In the previous posts, we used a simple linear logistic model to perform a computer vision task with 91% accuracy or better. It was linear because it used the raw inputs, not their products or powers. It was logistic, because it composed a linear model with the logistic function to classify the input vector.

One way to improve the accuracy of the program is to assume a more complex model, for example a polynomial logistic model. However, in complex problems like computer vision or speech recognition, there may be hundreds or even millions of input variables. (For example, smartphone cameras routinely capture 2.8 million pixels, each of which is a combination of red, green, and blue values.) For such problems, generating a complete polynomial feature vector (including all possible products of input variables and their powers) is intractable. And this is before even starting to calculate coefficients $$\vec{\theta}$$ for each input and feature.
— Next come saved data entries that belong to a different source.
PR #1638, opened 2024-09-03
fix(idea/squijd): saving init message payload and setting ProgramSet status

osipov-mit:


idea/squid/src/temp-state.ts
```diff
@@ -14,6 +14,7 @@ import {
   MessageFromProgram,
   MessageToProgram,
   Program,
+  MessageEntryPoint,
```
Zewasik, line 17: looks like the getCtorNamePrefix and MessageEntryPoint imports are not used

Zewasik (changes requested):

Zewasik (approved):

PR #1490, opened 2024-06-29
Layer API: change exceptions to warnings

moving-bits:


mapsforge-map/src/main/java/org/mapsforge/map/layer/Layer.java
```diff
@@ -23,11 +23,15 @@
...
 import org.mapsforge.map.model.DisplayModel;
 
+import java.util.logging.Logger;
+
 public abstract class Layer {
     protected DisplayModel displayModel;
     private Redrawer assignedRedrawer;
     private boolean visible = true;
 
+    private static final Logger LOGGER = Logger.getLogger(Layers.class.getName());
```
devemux86, line 33: We should use `Layer.class.getName` here.

mapsforge-map/src/main/java/org/mapsforge/map/layer/Layer.java
```diff
@@ -169,7 +173,7 @@ protected void onRemove() {
 
     final synchronized void assign(Redrawer redrawer) {
         if (this.assignedRedrawer != null) {
-            throw new IllegalStateException("layer already assigned");
+            LOGGER.warning("layer already assigned");
```
devemux86, line 176: Probably it is better to `return;` after the warning?

mapsforge-map/src/main/java/org/mapsforge/map/layer/Layer.java
```diff
@@ -178,7 +182,7 @@ final synchronized void assign(Redrawer redrawer) {
 
     final synchronized void unassign() {
         if (this.assignedRedrawer == null) {
-            throw new IllegalStateException("layer is not assigned");
+            LOGGER.warning("layer is not assigned");
```
devemux86, line 185: Same here, probably it is better to `return;` after the warning?

devemux86:
@moving-bits thanks! Please see my comments.

By the way your fork is not rebased on the latest `master` branch?
The checks have passed in this pull request, but it could cause conflicts in other ones. :slightly_smiling_face:

mapsforge-map/src/main/java/org/mapsforge/map/layer/Layer.java
moving-bits: c&p error, fixed

mapsforge-map/src/main/java/org/mapsforge/map/layer/Layer.java
moving-bits: wasn't sure about what is more important - `onAdd()` getting called or directly exiting on invalid state - but added `return` now

mapsforge-map/src/main/java/org/mapsforge/map/layer/Layer.java
moving-bits: similar to above

devemux86:
@moving-bits thanks!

Multi-layer perceptrons approach the multivariate logistic regression problem by learning the appropriate features at the same time as their coefficients $$\vec{\theta}$$. By “appropriate features” we mean functions of the raw inputs—whether their powers, their products, or for that matter, anything else.

The logistic regression model function used a vector $$\vec{\theta}$$ which contained the coefficients of the input variables. We can illustrate it as follows:

Here is how the multilayer perceptron works: the raw input is “classified” by numerous logistic regression models. Each determines whether the input exhibits a particular feature or not. (Because we expect the input to exhibit multiple features, we use the logistic function, not softmax, for each model.) The parameters of each model determine which feature that model detects.

Those features are then classified by a multiclass logistic regression model. This model determines which distinct class the combination of features is in. (Because we expect the input to be in a single class, we use the softmax function for this classifier. This gives us a probability distribution across classes.) This is illustrated as follows:

Note that the multilayer perceptron is composed of logistic and multiclass logistic models. Therefore the cost function remains differentiable by all parameters. This allows us to use gradient descent to find the parameters that minimize it.